So, he obviously doesn't have ANY GI motility. It's probably too messed up for that now. So, besides the meds, what I've learned to do is manage his water intake periods. I give him the Kaytee and give him a quick smaller drink afterward. Then, I take the water away for a few hours to let the food actually digest. After that, he gets more water to push it out and make way for the next load. So far, he's holding his own but this has been a really strange deal. Maybe we've seen things similar before in the weird stances for some of the sick birds but haven't realized why they were doing it. I still don't know but this deal ain't over yet. Wish him luck. The worst part is I have to go away for the weekend and the neighbor kid is going to have to do the feeding. At least I think we've got the method worked out.

Pidgey


----------



## pdpbison (Mar 15, 2005)

Hi Pidgey, 



Some of this sounds familiar...


I have seen some possible Canker in throats which was very funny looking, more like a slime mold or shiny, yellow, moulded-to-fit plastic stuff...this was more difficult to abate than regular looking Canker in throats, and I did best with the 'Berimax' with these.

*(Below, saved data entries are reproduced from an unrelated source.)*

PR #802, opened 2024-09-20
Changes to MBR within FlashLFQ

Alexander-Sol:
Major changes to MBR within FlashLFQ.

### Peak Decoys
When performing MBR, we attempt to locate a decoy peak for each acceptor peak. Acceptor peaks are located by predicting a retention time and looking for the theoretical peptide mass at that retention time. Decoy peaks are located by choosing a "random" retention time and looking for the theoretical peptide mass at the random retention time. 

### PEP Calculation for MBR Peak
All MBR peaks are fed into a binary classifier (similar to the one used within MetaMorpheus) and semi-supervised learning is performed to calculate a PEP for each peak.

### MBR Q-Values
For each file, Q-Values are calculated for each MBR peak by ranking them in PEP order and performing target-decoy competition

---

This pull request increases both the accuracy and precision of FlashLFQ. This was tested by analyzing a spike-in dataset, originally published by [Shen et al.](https://www.pnas.org/doi/10.1073/pnas.1800541115?url_ver=Z39.88-2003&rfr_id=ori%3Arid%3Acrossref.org&rfr_dat=cr_pub++0pubmed). In this dataset, e. coli peptides were spiked into human peptides at 5 different ratios (1x, 1.5x, 2x, 2.5x, 3x). There were four replicates for each condition/ratio.

These files were analyzed with the previous version of FlashLFQ (with MBR and normalization enabled, denoted as v1.0 below) and the new version (with MBR and normalization enabled, 1% PIP FDR, 0.2% Donor FDR, denoted as PIP-ECHO below) . These results show that the new version of FlashLFQ has increased quantitative accuracy ( the average fold change is closer to the true fold change) and precision (smaller variance and CV).

Spike-In Comparison

| Comparison   | v1.0 Avg FC | PIP-ECHO Avg. FC | Empirical FC |
| :---------------- | ------: | ----: |------: | 
| 1x vs 1.5x         | 0.484 | 0.497 | 0.585 | 
| 1x vs 2x           | 0.857 | 0.871 | 1 | 
|1x vs 2.5x         | 1.16 | 1.16 | 1.32 | 
| 1x vs 3x           |  1.48 | 1.48 | 1.58 | 

| Comparison   |  v1.0 CV | PIP-ECHO CV | 
| :---------------- | ----: |------: | 
| 1x vs 1.5x         |  0.854 | 0.619 | 
| 1x vs 2x           |  0.544 | 0.405 | 
|1x vs 2.5x         | 0.436 | 0.324 | 
[...]

PR #1216, opened 2026-08-26
Changed StdDev of RT Error Distribution for MBR

Alexander-Sol:
Previously, the distribution used to score the retention time of MBR hits had it's std.dev hard-coded to 1. This PR sets the std.dev by calculating the rt deviation between MS2 identified peaks in the donor and acceptor runs. This will allow RT difference to better discriminate between true and false MBR transfers

Additionally, changed two tests that were impacted by this change.

### Note on `RetentionTimeCalibDataPoint.RtDiff` sign convention

This PR also flips the sign of the public `RtDiff` property from `acceptor - donor` to `donor - acceptor`. This is deliberate: the old `RtDiff` disagreed with what `AddRtPredErrorDistribution` was actually fed (`FlashLfqEngine` built its own `donor - acceptor` list), so the flip is what makes the new `RetentionTimeCalibrationCurve` type substitutable for that list, and it matches `PredictRetentionTime`'s local computation. The quantity is now defined in exactly one place. No external consumer (including MetaMorpheus) reads `RtDiff`.

### Review-response cleanup (in response to @trishorts)

- Added a test that drives `RtStandardDeviationMin` (the floor): tightly-aligned anchors are held at ~0.55 `RtScore` instead of collapsing to `_minScore`.
- Removed the unreachable `RtStandardDeviationDefault` branch; the constant now names the `1` used as the actual default distribution (in `AddRtPredErrorDistribution` and the `ScoreMbr` fallback).
- Removed the dead `anchorPeptideRtDiffs` local left behind by the refactor; `PredictRetentionTime` now reads `RtDiff` directly instead of recomputing it.
- `RtDiff` kept `readonly`; tests use a new `internal` constructor instead of a `protected set`.
- Standardized the robust-sigma divisor to `IQR / 1.36` (matching the three other uses in the file).
- Dropped the unused usings (`Easy.Common.Extensions`, and `MathNet.Numerics.Statistics` in `MzLibUtil/ClassExtensions.cs`), fixed the stale `<param>` doc, and reverted the unrelated `mzLib.sln` VS-version rewrite.


mzLib/FlashLFQ/MBR/MbrScorer.cs
```diff
@@ -285,7 +285,7 @@ internal void AddRtPredErrorDistribution(SpectraFileInfo donorFile, List<double>
                         // However, changing this now would change MBR scores in all existing tests that use MBR
                         // I'm not sure what the overall effect of fixing this is, and plan to carefully evaluate it 
                         // in the near future and then fix this issue.
-                        rtPredictionErrorDist = new Normal(medianRtError, 1);
+                        rtPredictionErrorDist = new Normal(medianRtError, sigma);
```
trishorts: **This is the main thing I'd like resolved.**

`sigma` is the spread of `rtPredictionErrors`, and each of those is `avgDiff - anchorPeptideRtDiffs[i]` where `avgDiff` is the mean of the **+/-3 neighbours in list order** (lines 256-268 above). The method's own comment says the point is "using neighboring anchor peptides to predict the Rt shift" - that premise requires the list to be sorted by retention time.

Tracing where the list comes from, I don't think it is:

- `FlashLfqEngine.cs:619` appends to `anchorPeptideRtDiffs` while iterating `acceptorFileAllMsmsPeaks`, which is a `Dictionary<string, List<ChromatographicPeak>>` **keyed by modified sequence** (built at `:588`).
- That dictionary's order traces back to `_results.Peaks[acceptor]`, which is filled at `:551` from an array indexed by `ms2IdsForThisFile` (`:479`) - i.e. the order of `_allIdentifications`, which is PSM order from the caller, not RT.
- Tellingly, `:627` *does* sort - `rtCalibrationCurve.OrderBy(p => p.DonorFilePeak.Apex.IndexedPeak.RetentionTime)` - because `PredictRetentionTime` binary-searches it at `:739`. But that sort happens **after** `:624` has already handed the unsorted `anchorPeptideRtDiffs` to this method.

If that's right, the "neighbours" being averaged are arbitrary peptides from anywhere in the gradient, so this spread is gradient-wide peptide-to-peptide RT-diff scatter, not local prediction error.

Why it didn't matter before and does now: with `sigma` pinned to 1, the only thing consumed from these errors was `medianRtError` - a median, which is fairly insensitive to ordering here and sits near 0 either way. This PR promotes an **order-dependent** statistic to control the score.

Sorting `anchorPeptideRtDiffs` by donor RT before `:624` (or building it from the already-sorted calibration curve) would be a small change and would make `sigma` mean what the doc comment says it means. Am I missing a sort somewhere?

trishorts: **No lower bound on `sigma` - and it fails hardest on the best data.**

The guard on line 279 rejects `stdDevRtError <= 0`, but not a `sigma` that is positive and tiny. `CalculateScore` (line 331) returns `2 * Phi(-|x - mu| / sigma)` floored at `_minScore = 3e-7`, so as `sigma` shrinks the score falls off a cliff.

I simulated this method with anchor diffs that agree to within a given jitter (n=3, probing a genuinely good transfer with a 0.01 min / 0.6 s RT error):

```
anchor jitter    sigma       RtScore old(sigma=1)  RtScore new       MbrScore factor
+/- 0.01  min    4.07e-03    0.9929                2.84e-02          x0.49
+/- 0.001 min    5.06e-04    0.9920                3.00e-07 (floor)  x0.05
+/- 0.0001 min   3.16e-05    0.9920                3.00e-07 (floor)  x0.05
```

Because the final score is the geometric mean of five components, flooring one of them multiplies the MBR score by `(3e-7)^(1/5)` ~ 0.05 - a ~20x crush applied uniformly to **every** acceptor peak for that donor file. There's no exception and no warning; MBR just quietly stops producing competitive scores for the best-aligned file pairs.

The second-order effect is the one that actually defeats the PR's goal: once every candidate floors at `_minScore`, `RtScore` is a **constant**, so RT contributes nothing to choosing between candidate peaks at `FlashLfqEngine.cs:1034`, `:1230` and `:1376`. And since the distribution is per-donor-file, a tightly-aligned donor gets systematically crushed scores relative to a loosely-aligned one, which matters where scores are ranked across donor groups (`DonorGroup.BestTargetMbrScore`, `PepAnalysisEngine.cs:67`, `:193`).

Suggestion: floor it at something physically meaningful rather than leaving it unbounded, e.g.

```csharp
double sigma = ... ;
sigma = Math.Max(sigma, minRtSigma); // instrument RT reproducibility, or a fraction of the MBR RT window
```

**Separately, on the estimator itself:** this pairs `medianRtError` (robust) with `StandardDeviation()` (not robust). RT prediction errors are heavy-tailed - a handful of bad alignments will inflate `sigma` and *widen* the distribution, which reduces discrimination. If you want a scale estimator consistent with the median, `1.4826 * MAD` is the usual pairing and it gives you the small-sigma problem in a more controlled form. Worth a look while you're in here.

mzLib/FlashLFQ/MBR/MbrScorer.cs
```diff
@@ -285,7 +285,7 @@ internal void AddRtPredErrorDistribution(SpectraFileInfo donorFile, List<double>
                         // However, changing this now would change MBR scores in all existing tests that use MBR
                         // I'm not sure what the overall effect of fixing this is, and plan to carefully evaluate it 
                         // in the near future and then fix this issue.
```
trishorts: This comment block (lines 283-287) is now stale and actively misleading - it tells the next reader that the bug is *unfixed* and that someone "plan[s] to carefully evaluate it in the near future and then fix this issue," on the very line that fixes it.

Please delete lines 283-287. If you want to keep the provenance, one line is enough:

```csharp
// sigma is the observed spread of local RT prediction errors; previously hard-coded to 1 (bug introduced in #802)
```

mzLib/Test/FlashLFQ/TestPipEcho.cs
```diff
@@ -124,10 +124,10 @@ public static void TestMbrScorer()
 
             acceptorPeak.MbrScore = scorer.ScoreMbr(acceptorPeak, donorPeak, predictedRt: 25.1);
 
-            Assert.That(acceptorPeak.MbrScore, Is.EqualTo(73.7).Within(0.1));
+            Assert.That(acceptorPeak.MbrScore, Is.EqualTo(61.5).Within(0.1));
             Assert.That(acceptorPeak.PpmScore, Is.EqualTo(1).Within(0.01));
             Assert.That(acceptorPeak.IntensityScore, Is.EqualTo(0.46).Within(0.01));
-            Assert.That(acceptorPeak.RtScore, Is.EqualTo(0.96).Within(0.01));
+            Assert.That(acceptorPeak.RtScore, Is.EqualTo(0.39).Within(0.01));
```
trishorts: Worth spelling out what these new golden values encode, because this test is a clean worked example of the `sigma` behaviour.

With the input on line 123 - `{0.5, 0.6, 0.5, 0.6, 0.5, 0.6, 0.5}`, `numberOfAnchorPeptides: 2` - the method produces prediction errors `[0.05, -0.05, 0.05]`, so `medianRtError = 0.05` and `sigma = 0.0577`. That's what moves `RtScore` from 0.96 to 0.39 and `MbrScore` from 73.7 to 61.5.

Two things follow:

1. The `sigma` here is an artifact of a synthetic strictly-alternating input, not of anything resembling real alignment error. Which is fine for a regression test, but it means the new numbers don't validate the change - they just record it.
2. It's the same mechanism as my comment on `MbrScorer.cs:288`, in miniature: a 0.05 min error against a 0.058 min `sigma`. Shrink the jitter in that input list and `RtScore` goes to `_minScore`.

Since this PR's whole payload is "`sigma` should come from the data," could you add one test that actually asserts that - e.g. call `AddRtPredErrorDistribution` twice with a tight and a loose set of anchor diffs and assert the resulting `RtScore` for the same peak is higher under the loose one? That's the behaviour the PR claims, and right now nothing checks it. It would also pin the degenerate-sigma case once you decide how to handle it.

mzLib/Test/FlashLFQ/TestFlashLFQ.cs
```diff
@@ -1577,7 +1577,7 @@ public static void RealDataMbrTest()
             Console.WriteLine("r1 PIP event count: " + f1r1MbrResults.Count);
             Console.WriteLine("r2 PIP event count: " + f1r2MbrResults.Count);
             Assert.AreEqual(141, f1r1MbrResults.Count);
-            Assert.AreEqual(78, f1r2MbrResults.Count);
+            Assert.AreEqual(77, f1r2MbrResults.Count);
```
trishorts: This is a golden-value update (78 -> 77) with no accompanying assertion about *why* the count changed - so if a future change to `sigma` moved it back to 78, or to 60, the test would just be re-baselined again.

Anyway, yeeeeesh, poor fellow...


How about the ACV-Water for drinking and formula mixing, for this situation?


I think it is bound to help...!


"Nutrical", generously added to the 'K-T', also will do him a world of good...digests easily, chock full of great stuff for his system and getting some calories and enzymes, easy to tube when mixed in formula...and, also a good slug of Goji-Berry juice or concentrate in the formula...


Skip the weekend thing and stay home..!


He needs you!


Phil
Las Vegas


----------



## Pidgey (May 20, 2005)

Well, it's not an ordinary weekend so skipping it isn't an option.

As to Trichomoniasis (Canker), I'd have felt better about it being that one if only I'd found some in a swab smear or fecal. I just didn't. Frankly, it's the utter lack of shiny-ness of the lesions that's most worrisome. The little one in the choana gave up and left in one day. The very large one further down has a dry look about it. To tell the truth, I'd tend more toward thinking it was a chemical burn from having eaten granulated lawn fertilizer. I've no idea if that ever happens but I've always wondered.

I really only posted about this because in order to offer a thought about the bird's behavior in case anyone ever sees something like it. I only finally came to the idea that that's why the bird was drinking and standing like that after having watched it for several days. He's upchucked precious little of the stuff that's in the crop and you can feel several bits in there like corn and peas.

Frankly, it's tough to say how it's going to end up but it could be anywhere from a ton of scar tissue throughout the GI to the point that he'd need to be fed Kaytee for the rest of his life just to manage standing around, to the opposite extreme of complete recovery.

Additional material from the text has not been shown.